▸ **Exercise prompt**: Set down every entry once more, exactly as it appears.

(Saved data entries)
·····

Issue #339, opened 2025-08-08
`"all !x86_gcc2"` vs `"!x86_gcc2 all"` in `ARCHITECTURES`


OscarL:
A funny one:

Was trying to understand why the [repo_consistency.txt](https://build.haiku-os.org/buildmaster/master/x86_gcc2/repo_consistency.txt) was reporting issues with `ceres_solver` (which is `"!x86_gcc2 all"`, so it shouldn't even be there), noticed the following:

On beta5, 32 bits, latest HaikuPorter code:

`hp ceres_solver` starts downloading the tarball instead of stopping as the recipe is marked broken/disabled for gcc2.

Changed the recipe to `"ARCHITECTURES="all !x86_gcc2"`, and then I got:

```
Warning: skipping ceres_solver-2.0.1~git, as it is broken on the target architecture.
Error: No version of ceres_solver can be built
```

as expected.

Haven't looked at HaikuPorter code yet, filing this one before I forget.

----

Side note...

`inrecipe '"all !x86_gcc2"' | wc -l` reports 2001 recipes, while `inrecipe '"!x86_gcc2 all"' | wc -l` gave only 4 results at the time I've checked, with some of those being only for embedded stuff. Might explain why we didn't noticed this one earlier?

waddlesplash:
`all` basically causes HaikuPorter to add all architectures. Probably it should be illegal to put it anywhere except first, that should be an error.

PR #366, opened 2026-02-02
Allow the "all" architecture macro to appear anywhere

jmairboeck:
"all" now only sets architecture entries that haven't been set explicitly before yet. This allows it to occur anywhere in the list again. Architectures which come before "all" are not overwritten by it, but those coming after it still override the defaults set by "all".

This is a better fix for #339.

----

This conflicts with #357 and still uses "all" in lower case, but I wanted to keep these two concerns separately.


jmairboeck:
> Having it be required to appear first, if at all, may make sense, though?

This is what the current implementation does (after #356). This PR is an alternative suggestion. Generally, the order of the architecture values doesn't matter (conceptually), and this implements this for "ALL" too.

PR #1340, opened 2022-02-25
Fix broken YML links and add PR template

vim-usds:
I was trying to track the experience of a new person trying to make a contribution. As I tried to do so the build failed due to links failing. I believe these links are failing because we may have updated master directly. I suggest we avoid that.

·····

▸ **Completed exercise**:
Issue #339, opened 2025-08-08
`"all !x86_gcc2"` vs `"!x86_gcc2 all"` in `ARCHITECTURES`


OscarL:
A funny one:

Was trying to understand why the [repo_consistency.txt](https://build.haiku-os.org/buildmaster/master/x86_gcc2/repo_consistency.txt) was reporting issues with `ceres_solver` (which is `"!x86_gcc2 all"`, so it shouldn't even be there), noticed the following:

On beta5, 32 bits, latest HaikuPorter code:

`hp ceres_solver` starts downloading the tarball instead of stopping as the recipe is marked broken/disabled for gcc2.

Changed the recipe to `"ARCHITECTURES="all !x86_gcc2"`, and then I got:

```
Warning: skipping ceres_solver-2.0.1~git, as it is broken on the target architecture.
Error: No version of ceres_solver can be built
```

as expected.

Haven't looked at HaikuPorter code yet, filing this one before I forget.

----

Side note...

`inrecipe '"all !x86_gcc2"' | wc -l` reports 2001 recipes, while `inrecipe '"!x86_gcc2 all"' | wc -l` gave only 4 results at the time I've checked, with some of those being only for embedded stuff. Might explain why we didn't noticed this one earlier?

waddlesplash:
`all` basically causes HaikuPorter to add all architectures. Probably it should be illegal to put it anywhere except first, that should be an error.

PR #366, opened 2026-02-02
Allow the "all" architecture macro to appear anywhere

jmairboeck:
"all" now only sets architecture entries that haven't been set explicitly before yet. This allows it to occur anywhere in the list again. Architectures which come before "all" are not overwritten by it, but those coming after it still override the defaults set by "all".

This is a better fix for #339.

----

This conflicts with #357 and still uses "all" in lower case, but I wanted to keep these two concerns separately.


jmairboeck:
> Having it be required to appear first, if at all, may make sense, though?

This is what the current implementation does (after #356). This PR is an alternative suggestion. Generally, the order of the architecture values doesn't matter (conceptually), and this implements this for "ALL" too.

PR #1340, opened 2022-02-25
Fix broken YML links and add PR template

vim-usds:
I was trying to track the experience of a new person trying to make a contribution. As I tried to do so the build failed due to links failing. I believe these links are failing because we may have updated master directly. I suggest we avoid that.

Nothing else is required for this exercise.